- [Task item]:
Please copy every line from the records below that contains the string "throw".

- [Supplied material]:
● ● ● ● ● ● ●
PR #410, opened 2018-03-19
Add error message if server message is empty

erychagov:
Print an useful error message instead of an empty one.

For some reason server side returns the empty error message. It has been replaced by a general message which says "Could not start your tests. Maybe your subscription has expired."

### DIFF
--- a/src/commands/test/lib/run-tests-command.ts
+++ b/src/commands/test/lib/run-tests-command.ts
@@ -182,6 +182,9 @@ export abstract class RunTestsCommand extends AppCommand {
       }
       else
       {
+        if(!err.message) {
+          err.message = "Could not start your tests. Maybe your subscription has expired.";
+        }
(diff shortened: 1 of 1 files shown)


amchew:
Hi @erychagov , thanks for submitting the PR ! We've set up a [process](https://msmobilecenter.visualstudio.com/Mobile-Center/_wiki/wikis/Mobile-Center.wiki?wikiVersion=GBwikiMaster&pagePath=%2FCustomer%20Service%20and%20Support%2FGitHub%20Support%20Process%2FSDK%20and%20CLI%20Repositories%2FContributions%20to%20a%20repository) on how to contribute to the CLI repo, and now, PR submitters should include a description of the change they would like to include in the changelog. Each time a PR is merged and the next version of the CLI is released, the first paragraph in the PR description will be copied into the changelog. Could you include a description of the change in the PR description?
● ● ● ● ● ● ●
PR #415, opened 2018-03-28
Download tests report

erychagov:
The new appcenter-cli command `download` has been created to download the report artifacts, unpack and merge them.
● ● ● ● ● ● ●
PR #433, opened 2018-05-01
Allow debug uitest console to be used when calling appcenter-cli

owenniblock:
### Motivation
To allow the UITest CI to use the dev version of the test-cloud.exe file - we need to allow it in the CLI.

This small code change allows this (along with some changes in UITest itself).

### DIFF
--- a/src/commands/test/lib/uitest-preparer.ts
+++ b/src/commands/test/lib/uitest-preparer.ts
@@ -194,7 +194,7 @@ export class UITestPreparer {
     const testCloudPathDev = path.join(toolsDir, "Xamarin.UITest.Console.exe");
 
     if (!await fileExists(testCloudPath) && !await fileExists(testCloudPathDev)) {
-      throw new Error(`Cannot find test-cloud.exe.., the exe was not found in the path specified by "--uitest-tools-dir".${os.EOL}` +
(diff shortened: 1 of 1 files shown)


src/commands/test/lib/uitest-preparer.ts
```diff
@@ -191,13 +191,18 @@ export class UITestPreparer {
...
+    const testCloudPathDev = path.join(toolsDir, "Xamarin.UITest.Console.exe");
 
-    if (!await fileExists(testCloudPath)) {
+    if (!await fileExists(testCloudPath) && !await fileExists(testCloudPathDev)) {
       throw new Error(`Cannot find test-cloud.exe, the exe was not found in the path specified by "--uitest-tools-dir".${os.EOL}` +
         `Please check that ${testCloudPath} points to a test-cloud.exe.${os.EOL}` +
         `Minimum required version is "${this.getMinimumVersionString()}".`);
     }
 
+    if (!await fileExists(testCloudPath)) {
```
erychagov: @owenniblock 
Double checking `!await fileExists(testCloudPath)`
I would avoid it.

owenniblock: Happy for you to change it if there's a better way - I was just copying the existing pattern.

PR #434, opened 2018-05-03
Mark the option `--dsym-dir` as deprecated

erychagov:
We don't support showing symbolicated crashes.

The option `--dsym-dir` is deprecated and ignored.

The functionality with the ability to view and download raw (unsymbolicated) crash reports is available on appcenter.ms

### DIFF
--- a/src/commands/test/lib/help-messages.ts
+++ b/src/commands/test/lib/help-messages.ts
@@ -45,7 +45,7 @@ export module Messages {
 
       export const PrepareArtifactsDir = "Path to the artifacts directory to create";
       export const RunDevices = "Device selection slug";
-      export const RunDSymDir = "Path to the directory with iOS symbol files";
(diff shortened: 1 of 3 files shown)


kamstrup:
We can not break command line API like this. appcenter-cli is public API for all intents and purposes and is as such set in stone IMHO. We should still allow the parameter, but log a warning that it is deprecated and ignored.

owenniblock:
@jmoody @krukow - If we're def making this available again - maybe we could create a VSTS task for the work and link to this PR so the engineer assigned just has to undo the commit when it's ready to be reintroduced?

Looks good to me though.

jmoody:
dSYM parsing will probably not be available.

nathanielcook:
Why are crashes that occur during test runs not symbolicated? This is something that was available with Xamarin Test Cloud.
● ● ● ● ● ● ●
- [Answer space]:
-      throw new Error(`Cannot find test-cloud.exe.., the exe was not found in the path specified by "--uitest-tools-dir".${os.EOL}` +
       throw new Error(`Cannot find test-cloud.exe, the exe was not found in the path specified by "--uitest-tools-dir".${os.EOL}` +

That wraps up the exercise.